Hyderabad: In an important “Make in India” moment, scientists at a Hyderabad lab say they have developed the world’s first vaccine against the Zika Virus. They say, in fact, that they have two.
The World Health Organisation has declared Zika and its suspected link to birth defects a global health emergency. More than 20 countries in Latin America have reported an outbreak and a rare case of the Zika virus being transmitted through sex has been reported in Texas, USA.
As the world searches for a vaccine and other global companies take first steps on research, the Bharat Biotech International Limited in Hyderabad says it has patented the Zika vaccine.
“On Zika, we are probably the first vaccine company in the world to file a vaccine candidate patent about nine months ago,” said Dr. Krishna Ella, Chairman and Managing Director, Bharat Biotech Ltd.
Using a live Zika virus imported officially, the Hyderabad company has now developed two candidate vaccines, but taking them through animal and human trials could be a long haul. Dr Ella said he had sought the government’s support on this and the Indian Council of Medical Research (ICMR)has stepped forward to help.
“We have just been informed about the Zika vaccine candidate that Bharat Biotech has. We will examine it from the scientific point of view and see the feasibility of taking it forward. It is a good example of a Make in India product,” said Dr.
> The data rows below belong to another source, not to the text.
PR #800, opened 2021-06-01
ERC-1155 Example

HCastano:
This is getting big, so I think it's a good time to get some feedback and also get
some of my questions answered.

This PR aims to inkplement ERC-1155 as specified [here](https://eips.ethereum.org/EIPS/eip-1155).

It implements the "core" APIs, the ERC1155 Receivable interface (even though the just
implementation panics and rejects tokens, lol), and also has some additional
functionality such as a way to easily mint tokens.

Note that this contract implementation is missing some extensions which are mentioned in
the ERC-1155 specification document:
- Missing ERC1155 Metadata URI Interface
- No differentiation between fungible and non-fungible tokens
- Tokens are not officially burnable
- No batch minting

I won't be adding these here since a) this PR is already pretty big and b) they could
make for good first contributor issues.

I also think there are some improvements to be made in terms of how "Rusty" some
things are (having events return `None` vs. `0x00`), but I don't want to deviate too
far from the ERC-1155 spec.


examples/erc1155/lib.rs
```diff
@@ -0,0 +1,196 @@
...
+#[ink::contract]
+mod erc1155 {
+    use super::*;
+
+    use ink_prelude::collections::BTreeMap;
+
+    /// An ERC-1155 contract.
+    #[ink(storage)]
+    pub struct Contract {
+        balances: BTreeMap<AccountId, BTreeMap<TokenId, Balance>>,
```
Robbepop, line 66: We usually prefer to use something like `BTreeMap<(AccountId, TokenID), Balance>` instead.

HCastano:
@Robbepop @cmichi can I get some eyes on this 👀

examples/erc1155/Cargo.toml
```diff
@@ -0,0 +1,38 @@
...
+    "ink_metadata/std",
+    "ink_env/std",
+    "ink_storage/std",
+    "ink_lang/std",
+    "ink_prelude/std",
+    "scale/std",
+    "scale-info",
+    "scale-info/std",
+]
+ink-as-dependency = []
```
Robbepop, line 37: probably for debugging with `debug_message!` you now want to propagate the `ink-debug` feature to `ink_env`.

examples/erc1155/lib.rs
```diff
@@ -0,0 +1,687 @@
...
+//
+// Unless required by applicable law or agreed to in writing, software
+// distributed under the License is distributed on an "AS IS" BASIS,
+// WITHOUT WARRANTIES OR CONDITIONS OF ANY KIND, either express or implied.
+// See the License for the specific language governing permissions and
+// limitations under the License.
+
+#![cfg_attr(not(feature = "std"), no_std)]
+#![cfg_attr(test, allow(dead_code))]
+#![cfg_attr(test, allow(unused_imports))]
```
Robbepop, line 17:
```suggestion
#![cfg_attr(test, allow(dead_code, unused_imports))]
```

Robbepop: should work. not tested though

examples/erc1155/lib.rs
```diff
@@ -0,0 +1,687 @@
...
+use ink_lang as ink;
+use ink_prelude::vec::Vec;
+
+// This is the "magic" return value that we expect if a smart contract supports receiving ERC-1155
+// tokens.
+//
+// It is calculated with
+// `bytes4(keccak256("onERC1155Received(address,address,uint256,uint256,bytes)"))`, and corresponds
+// to 0xf23a6e61.
+const MAGIC_VALUE: [u8; 4] = [242, 58, 110, 97];
```
Robbepop, line 29: I would maybe just call it "selector" then? xD
E.g. `ON_ERC_1155_RECEIVED_SELECTOR` or something like that.
It isn't a magic value since you even explained its value. :D

examples/erc1155/lib.rs
```diff
@@ -0,0 +1,687 @@
...
+    /// An ERC-1155 contract.
+    #[ink(storage)]
+    #[derive(Default)]
+    pub struct Contract {
+        /// Tracks the balances of accounts across the different tokens that they might be holding.
+        balances: BTreeMap<(AccountId, TokenId), Balance>,
+        /// Which accounts (called operators) have been approved to spend funds on behalf of an owner.
+        ///
+        /// Note that the mapping is Set<(Owner, Operator)>.
+        approvals: BTreeMap<(AccountId, AccountId), ()>,
```
Robbepop, line 220: To make this more readable you could make this mapping strongly typed by introducing a
```rust
struct Approval {
    owner: AccountId,
    operator: AccountId,
}
```
type. Not important though.

Robbepop: Same goes for the `balances` mapping even though it is more obvious there.

examples/erc1155/lib.rs
```diff
@@ -0,0 +1,687 @@
...
+        ///
+        /// Note that as implemented anyone can create tokens. If you were to deploy this to a
+        /// production environment you'd probably want to lock down the addresses that are allowed
+        /// to create tokens.
+        #[ink(message)]
+        pub fn create(&mut self, value: Balance, _data: Vec<u8>) -> TokenId {
+            // Given that TokenId is a `u128` the likelihood of this overflowing is pretty slim.
+            self.token_id_nonce += 1;
+            self.balances
+                .insert((self.env().caller(), self.token_id_nonce), value);
```
Robbepop, line 246: maybe capture `self.env().caller()` into some local binding since you access it 3 times in this function alone.

examples/erc1155/lib.rs
```diff
@@ -0,0 +1,687 @@
...
+
+            // Emit transfer event but with mint semantics
+            self.env().emit_event(TransferSingle {
+                operator: self.env().caller(),
+                from: AccountId::from([0; 32]),
+                to: if value == 0 {
+                    AccountId::from([0; 32])
+                } else {
+                    self.env().caller()
+                },
```
Robbepop, line 256: Is this mandated by the standard? Otherwise I'd maybe use `Option` here.

examples/erc1155/lib.rs
```diff
@@ -0,0 +1,687 @@
...
+        /// Create the initial supply for a token.
+        ///
+        /// The initial supply will be provided to the caller (a.k.a the minter), and the
+        /// `token_id` will be assigned by the smart contract.
+        ///
+        /// Note that as implemented anyone can create tokens. If you were to deploy this to a
+        /// production environment you'd probably want to lock down the addresses that are allowed
+        /// to create tokens.
+        #[ink(message)]
+        pub fn create(&mut self, value: Balance, _data: Vec<u8>) -> TokenId {
```
Robbepop, line 242: why is `_data` unused?

examples/erc1155/lib.rs
```diff
@@ -0,0 +1,687 @@
...
+            // Given that TokenId is a `u128` the likelihood of this overflowing is pretty slim.
+            self.token_id_nonce += 1;
```
Robbepop, line 244: I see a problem with respect to contract economics even in the case where we restrict the set of people who are able to create new tokens because it seems that there is no way to delete coins altogether and therefore free their occupied space.

Robbepop: We have the `ink_storage::Stash` data structure for these kind of purposes. However, it is a bit more complex that you need here. We might want to add yet another bit-wise data structure for use cases like these.

examples/erc1155/lib.rs
```diff
@@ -0,0 +1,687 @@
...
+        /// Note that as implemented anyone can mint tokens. If you were to deploy this to a
+        /// production environment you'd probably want to lock down the addresses that are allowed
+        /// to mint tokens.
+        #[ink(message)]
+        pub fn mint(&mut self, token_id: TokenId, value: Balance, _data: Vec<u8>) {
+            assert!(
+                token_id <= self.token_id_nonce,
+                "The `token_id` {:?} has not yet been created in this contract.",
+                token_id
+            );
```
Robbepop, line 278: We should be thinking when to return recoverable `Err` instead of unrecoverable panics.

examples/erc1155/lib.rs
```diff
@@ -0,0 +1,687 @@
...
+            data: Vec<u8>,
+        ) {
+            assert!(
+                self.balance_of(from, token_id) >= value,
+                "Insufficent token balance for transfer."
+            );
+
+            if let Some(b) = self.balances.get_mut(&(from, token_id)) {
+                *b -= value
+            }
```
Robbepop, line 311: Maybe you could use the `.entry()` API instead here.
https://paritytech.github.io/ink/ink_storage/collections/hashmap/enum.Entry.html

examples/erc1155/lib.rs
```diff
@@ -0,0 +1,687 @@
...
+            &mut self,
+            from: AccountId,
+            to: AccountId,
+            token_id: TokenId,
+            value: Balance,
+            data: Vec<u8>,
+        ) {
+            assert!(
+                self.balance_of(from, token_id) >= value,
+                "Insufficent token balance for transfer."
```
Robbepop, line 306: more helpful panic message was nice.

examples/erc1155/lib.rs
```diff
@@ -0,0 +1,687 @@
...
+                token_id,
+                value,
+            });
+
+            // Quick Haxx, otherwise my tests just panic due to the use of eval_contract()
+            #[cfg(not(test))]
+            {
+                // If our recipient is a smart contract we need to see if they accept or
+                // reject this transfer. If they reject it we need to revert the call.
+                let params = build_call::<ink_env::DefaultEnvironment>()
```
Robbepop, line 331: It should be possible to just use `Environment` here as an alias for the used environment.

examples/erc1155/lib.rs
```diff
@@ -0,0 +1,687 @@
...
+                    .callee(to)
+                    .gas_limit(5000) // Q: What's the correct amount to use here?
```
Robbepop, line 333: `5000` magic number? :D It might be too low.

Robbepop: Correct amount? Good question. :S

examples/erc1155/lib.rs
```diff
@@ -0,0 +1,687 @@
...
+                    .exec_input(
+                        ExecutionInput::new(Selector::new(MAGIC_VALUE))
+                        .push_arg(self.env().caller())
+                        .push_arg(from)
+                        .push_arg(token_id)
+                        .push_arg(value)
+                        .push_arg(data)
```
Robbepop, line 340: I really don't want to be that guy but I wonder why `rustfmt` CI does not want another indentation here.

examples/erc1155/lib.rs
```diff
@@ -0,0 +1,687 @@
...
+                    )
+                    .returns::<ReturnType<Vec<u8>>>()
+                    .params();
+
+                match ink_env::eval_contract(&params) {
+                    Ok(v) => {
+                        assert_eq!(
+                            v,
+                            &MAGIC_VALUE[..],
+                            "Recipient contract does not accept token transfers."
```
Robbepop, line 350: please improve this panic message with the values that caused this

examples/erc1155/lib.rs
```diff
@@ -0,0 +1,687 @@
...
+                        match e {
+                            ink_env::Error::CodeNotFound => {
+                                // Our recipient wasn't a smart contract, so there's nothing more for
+                                // us to do
+                            }
+                            _ => {
+                                // I have no insight to what's happening here, I can't deploy
+                                // the following:
+                                //
+                                // ink_env::debug_println(&ink_prelude::format!("{:?}", e));
```
Robbepop, line 363: is `ink-debug` crate feature enabled for `ink_env`?

Robbepop: Also please rebase to current `master` branch.

examples/erc1155/lib.rs
```diff
@@ -0,0 +1,687 @@
...
+        #[ink(message)]
+        fn safe_transfer_from(
+            &mut self,
+            from: AccountId,
+            to: AccountId,
+            token_id: TokenId,
+            value: Balance,
+            data: Vec<u8>,
+        ) {
+            // Q: Does the caller change if the function is called from within this smart contract?
```
Robbepop, line 383: A: No

:)

Robbepop: Interesting question though ... never thought about this potential confusion before.

examples/erc1155/lib.rs
```diff
@@ -0,0 +1,687 @@
...
+            _operator: AccountId,
+            _from: AccountId,
+            _token_id: TokenId,
+            _value: Balance,
+            _data: Vec<u8>,
+        ) -> Vec<u8> {
+            unimplemented!("This smart contract does not accept token transfer.")
+        }
+
+        #[ink(message, selector = "0xBC197C81")]
```
Robbepop, line 495: Looking at your constant definitions above we might want to allow for identifiers here if that is possible ...

Robbepop: Could be hard though since ink! proc. macros require selectors at proc. macro compile time unfortunately.

examples/erc1155/lib.rs
HCastano: In the ERC-1155 spec they call it "magic value", but yeah maybe it should have a proper name 😅

examples/erc1155/lib.rs
HCastano: > When minting/creating tokens, the _from argument MUST be set to 0x0 (i.e. zero address).

However, I'm open to taking a more loose interpretation of the standard in order to make it more Rusty

examples/erc1155/lib.rs
HCastano: > there is no way to delete coins altogether and therefore free their occupied space.

I don't know if this is a good "feature" to have tbh. As a token holder I (probably) wouldn't want someone/something to be able to clear my balance in order to save some space on-chain.

Maybe a use case here is that project is transitioning to a new token, in which case you'd want to burn the old token and eventually clear those balance entries. However, this whole mechanism seems very implementation specific

examples/erc1155/lib.rs
HCastano: I still don't quite understand the mechanics of `Err` vs. `panic!` for Ink contracts. 

Let's say I do return an `Err` here, I'm sure a caller smart contract could deal gracefully with the `Err` but what about a normal user? There's no way they can handle anything, so would the contract revert?

examples/erc1155/lib.rs
HCastano: The word of `rustfmt` is law 🤷

examples/erc1155/lib.rs
HCastano: Is `Environment` just a type alias for `ink_env::DefaultEnvironment`?

HCastano:
I didn't get around to fixing all your comments today, will continue tomorrow

examples/erc1155/lib.rs
Robbepop: That's is only the case for `ink_storage` `collections` and `lazy` data structures.
Doing this for things like `self.env().caller()` and others would require a more elaborate process in order to produce optimal code and with our current process we couldn't produce optimal code so we do not even try and instead let the users do their job of not repeating themselves. However, in the future it might be possible to implement lints that help users with these things via `clippy` plugins.

examples/erc1155/lib.rs
Robbepop: Still better than not using `rustfmt` to start with ...

examples/erc1155/lib.rs
Robbepop: This has been under discussion and the last idea we came up was that we differentiate between the caller type.
If the caller is another smart contract then `Err` will not revert so that the caller contract can gracefully handle the failed call.
If the caller is _not_ another smart contract (and therefore the origin in all transactional cases that matter) then the call upon returning an `Err` is going to revert the state change.

examples/erc1155/lib.rs
```diff
@@ -341,7 +350,11 @@ mod erc1155 {
                 value,
             });
 
-            // Quick Haxx, otherwise my tests just panic due to the use of eval_contract()
+            // This is disabled during tests due to the use of `eval_contract()` not being
+            // supported (tests end up panicking).
+            //
+            // We should be able to get rid of this with when the new off-chain testing
+            // environment is available.
```
Robbepop, line 357: The new off-chain environment won't support this either unfortunately. It is pretty hard to support in general.

examples/erc1155/lib.rs
```diff
@@ -0,0 +1,738 @@
...
+use ink_prelude::vec::Vec;
+
+// This is the return value that we expect if a smart contract supports receiving ERC-1155
+// tokens.
+//
+// It is calculated with
+// `bytes4(keccak256("onERC1155Received(address,address,uint256,uint256,bytes)"))`, and corresponds
+// to 0xf23a6e61.
+#[cfg_attr(test, allow(dead_code))]
+const ON_ERC_1155_RECEIVED_SELECTOR: [u8; 4] = [242, 58, 110, 97];
```
cmichi, line 28: I usually prefer `const ON_ERC_1155_RECEIVED_SELECTOR: [u8; 4] = [0xf2, 0x3a, 0x6e, 0x61];`.

examples/erc1155/lib.rs
```diff
@@ -0,0 +1,738 @@
...
+/// The interface is defined here: `<https://eips.ethereum.org/EIPS/eip-1155>`.
+///
+/// The goal of ERC-1155 is to allow a single deployed contract to manage a variety of assets.
+/// These assets can be fungible, non-fungible, or a combination.
+///
+/// By tracking multiple assets the ERC-1155 standard is able to support batch transfers, which
+/// make it easy to transfer a mix of multiple tokens at once.
+#[ink::trait_definition]
+pub trait Erc1155 {
+    /// Transfer the a `value` amount of `token_id` tokens to the `to` account from the `from`
```
cmichi, line 52:
```suggestion
    /// Transfer the `value` amount of `token_id` tokens to the `to` account from the `from`
```

examples/erc1155/lib.rs
```diff
@@ -0,0 +1,738 @@
...
+                to: Some(caller),
+                token_id,
+                value,
+            });
+        }
+
+        // Helper function for performing single token transfers.
+        //
+        // Should not be used directly since it's missing certain checks which are important to the
+        // ERC-1155 standard (it is expected that the caller has already perfomred these).
```
cmichi, line 318:
```suggestion
        // ERC-1155 standard (it is expected that the caller has already performed these).
```

examples/erc1155/lib.rs
```diff
@@ -0,0 +1,738 @@
...
+// `bytes4(keccak256("onERC1155BatchReceived(address,address,uint256[],uint256[],bytes)"))`, and
+// corresponds to 0xbc197c81.
+const _ON_ERC_1155_BATCH_RECEIVED_SELECTOR: [u8; 4] = [188, 25, 124, 129];
+
+type TokenId = u128;
+type Balance = <ink_env::DefaultEnvironment as ink_env::Environment>::Balance;
+
+/// The interface for an ERC-1155 compliant contract.
+///
+/// The interface is defined here: `<https://eips.ethereum.org/EIPS/eip-1155>`.
```
cmichi, line 43:
```suggestion
/// The interface is defined here: <https://eips.ethereum.org/EIPS/eip-1155>.
```

The backticks prevent `cargo doc` from rendering the link automatically.

examples/erc1155/lib.rs
```diff
@@ -0,0 +1,738 @@
...
+    fn set_approval_for_all(&mut self, operator: AccountId, approved: bool);
+
+    /// Query if the given `operator` is allowed to control all of `owner`'s tokens.
+    #[ink(message)]
+    fn is_approved_for_all(&self, owner: AccountId, operator: AccountId) -> bool;
+}
+
+/// The interface for an ERC-1155 Token Receiver contract.
+///
+/// The interface is defined here: `<https://eips.ethereum.org/EIPS/eip-1155>`.
```
cmichi, line 116:
```suggestion
/// The interface is defined here: <https://eips.ethereum.org/EIPS/eip-1155>.
```

examples/erc1155/lib.rs
```diff
@@ -0,0 +1,738 @@
...
+            set_sender(alice());
+            assert_eq!(erc.create(0), 1);
+            assert_eq!(erc.balance_of(alice(), 1), 0);
+
+            erc.mint(1, 123);
+            assert_eq!(erc.balance_of(alice(), 1), 123);
+        }
+
+        #[ink::test]
+        #[should_panic]
```
cmichi, line 732:
```suggestion
        #[should_panic(expected = "The `token_id` 7 has not yet been created in this contract.")
```

cmichi (changes requested):

examples/erc1155/lib.rs
```diff
@@ -0,0 +1,738 @@
...
+        owner: AccountId,
+        #[ink(topic)]
+        operator: AccountId,
+        approved: bool,
+    }
+
+    /// Indicate that a token's URI has been updated.
+    #[ink(event)]
+    pub struct Uri {
+        value: ink_prelude::string::String,
```
Robbepop, line 211: Why do you prefer using an utf8 interpreted byte sequence instead of a `Vec<u8>` for example?

examples/erc1155/lib.rs
```diff
@@ -0,0 +1,738 @@
...
+        Ord,
+        PartialOrd,
+        Eq,
+        PartialEq,
+        PackedLayout,
+        SpreadLayout,
+        scale::Encode,
+        scale::Decode,
+    )]
+    #[cfg_attr(feature = "std", derive(scale_info::TypeInfo))]
```
Robbepop, line 231: Btw, how do you feel about this extensive list of attributes required for some struct like this one in ink! ?

examples/erc1155/lib.rs
```diff
@@ -0,0 +1,738 @@
...
+        values: Vec<Balance>,
+        data: Vec<u8>,
+    );
+}
+
+#[ink::contract]
+mod erc1155 {
+    use super::*;
+
+    #[allow(unused_imports)]
```
Robbepop, line 169: Why is this needed here? Would it be sufficient to put this under a `cfg_attr` or place those inputs somewhere else?

examples/erc1155/lib.rs
```diff
@@ -0,0 +1,738 @@
...
+
+// This is the return value that we expect if a smart contract supports batch receiving ERC-1155
+// tokens.
+//
+// It is calculated with
+// `bytes4(keccak256("onERC1155BatchReceived(address,address,uint256[],uint256[],bytes)"))`, and
+// corresponds to 0xbc197c81.
+const _ON_ERC_1155_BATCH_RECEIVED_SELECTOR: [u8; 4] = [188, 25, 124, 129];
+
+type TokenId = u128;
```
Robbepop, line 38: Could you please add documentation for this? If you don't make it public it will show as `u128` in the API of the trait and contract. Maybe it is actually wanted to make it a public item.

examples/erc1155/lib.rs
```diff
@@ -0,0 +1,738 @@
...
+    /// This should be called by a compliant ERC-1155 contract if the intended recipient is a smart
+    /// contract.
+    ///
+    /// If the smart contract implementing this interface accepts token transfers then it must
+    /// return `ON_ERC_1155_RECEIVED_SELECTOR` from this function. To reject a transfer it must revert.
+    ///
+    /// Any callers must revert if they receive anything other than `ON_ERC_1155_RECEIVED_SELECTOR` as a return
+    /// value.
+    #[ink(message)]
+    fn on_erc_1155_received(
```
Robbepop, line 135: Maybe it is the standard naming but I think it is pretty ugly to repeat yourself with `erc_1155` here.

Soumya Swaminathan, pediatrician and Director General, ICMR.
Dr Ella said in a best case scenario his company can make one million doses of the vaccine in four months. He has sought the direct intervention of Prime Minister Narendra Modi to ensure that the vaccine’s development and delivery is fast-tracked, cutting through the red tape of regulatory clearances, pointing out that the vaccine can help countries such as Brazil, a fellow member of the BRICS (Brazil, Russia, India, China and South Africa) group.
Experts have lauded Bharat Biotech’s foresight in working on a vaccine so far ahead on a neglected disease that has now taken global epidemic proportions.